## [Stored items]
▬▬▬▬▬▬

PR #1114, opened 2019-08-19
Add Resource Response Id to cloned activities when logging

### LINKED ISSUE #1101: transcriptLogger should update activity.Id on the cloned activity
## Describe the bug

https://github.com/microsoft/botbuilder-js/blob/master/libraries/botbuilder-core/src/transcriptLogger.ts#L52

```js
context.onSendActivities(async (ctx: TurnContext, activities: Partial<Activity>[], next2: () => Promise<ResourceResponse[]>) => {
// run full pipeline
const responses: ResourceResponse[] = await next2();
activities.forEach((a: ResourceResponse) => this.logActivity(transcript, this.cloneActivity(a)));

return responses;
});
```
The cloned activity in the code above should include the ResourceResponse.id retrieved from sending the activity to the server.  Currently, all outgoing activities logged will NOT have an activity.id

## Expected behavior
Activities logged should contain the actual id of the activity (which is determined by the server, when sending the message). 

[bug]

EricDahlvang:
Fixes #1101

## Description
When sending an activity, a resource response id is returned from the service.  This PR adds that id to the activity being logged (if one is not present).

## Testing
Added a unit test, and tested manually with a local bot.

### DIFF
--- a/libraries/botbuilder-core/src/transcriptLogger.ts
+++ b/libraries/botbuilder-core/src/transcriptLogger.ts
@@ -49,7 +49,21 @@ export class TranscriptLoggerMiddleware implements Middleware {
         context.onSendActivities(async (ctx: TurnContext, activities: Partial<Activity>[], next2: () => Promise<ResourceResponse[]>) => {
             // run full pipeline
             const responses: ResourceResponse[] = await next2();
-            activities.forEach((a: ResourceResponse) => this.logActivity(transcript, this.cloneActivity(a)));
+
+            let responseIndex = 0;
+            activities.forEach((a: Partial<Activity>) => {
+                let clonedActivity: Activity = this.cloneActivity(a);
+                if (responses) {
+                    // if there is no id on the activity, add the id returned from the service
+                    if (responseIndex < responses.length) {
+                        if (!clonedActivity.id) {
+                            clonedActivity.id = responses[responseIndex].id;
+                        }
+                    }
+                    responseIndex++;
+                }
+                this.logActivity(transcript, clonedActivity);
+            });
 
             return responses;
         });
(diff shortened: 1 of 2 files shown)


libraries/botbuilder-core/src/transcriptLogger.ts
```diff
@@ -49,7 +49,21 @@ export class TranscriptLoggerMiddleware implements Middleware {
         context.onSendActivities(async (ctx: TurnContext, activities: Partial<Activity>[], next2: () => Promise<ResourceResponse[]>) => {
             // run full pipeline
             const responses: ResourceResponse[] = await next2();
-            activities.forEach((a: ResourceResponse) => this.logActivity(transcript, this.cloneActivity(a)));
+
+            let responseIndex = 0;
+            activities.forEach((a: Partial<Activity>) => {
+                let clonedActivity: Activity = this.cloneActivity(a);
+                if (responses) {
+                    // if there is no id on the activity, add the id returned from the service
```
jspruance: can you use map() here rather than incrementing a counter?

libraries/botbuilder-core/tests/transcriptMiddleware.test.js
```diff
@@ -196,6 +196,54 @@ describe(`TranscriptLoggerMiddleware`, function () {
             adapter.send('test');
         });
     });
+
+    it(`should add resource response id to activity when activity id is empty`, function (done) {
+        var conversationId = null;
```
jspruance: small thing but, should be 'const' in not reassigned, otherwise 'let'

EricDahlvang: fixed

stevengum:
@cleemullins @benbrown, @stevenic can one of you chime in on this PR? 

This PR a bug where the TranscriptLoggerMiddleware would blow up when trying to log the activity because of a missing `activity.id`.

The PR fixes this by logging cloned activities that have been updated with the `resourceResponse.id`.  

The original behavior is to log the original outgoing activities which may or may not have an `id` provided by the user. This would blow up in FileTranscriptStore, but does not in AzureBlobTranscriptStore, which then uses "undefined" or "null" as the `activity.id` when constructing the blob.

▬▬▬▬▬▬

## [Exercise goal]
Could you copy every line from the records that has "server" in it?

## [Result]
The cloned activity in the code above should include the ResourceResponse.id retrieved from sending the activity to the server.  Currently, all outgoing activities logged will NOT have an activity.id
Activities logged should contain the actual id of the activity (which is determined by the server, when sending the message). 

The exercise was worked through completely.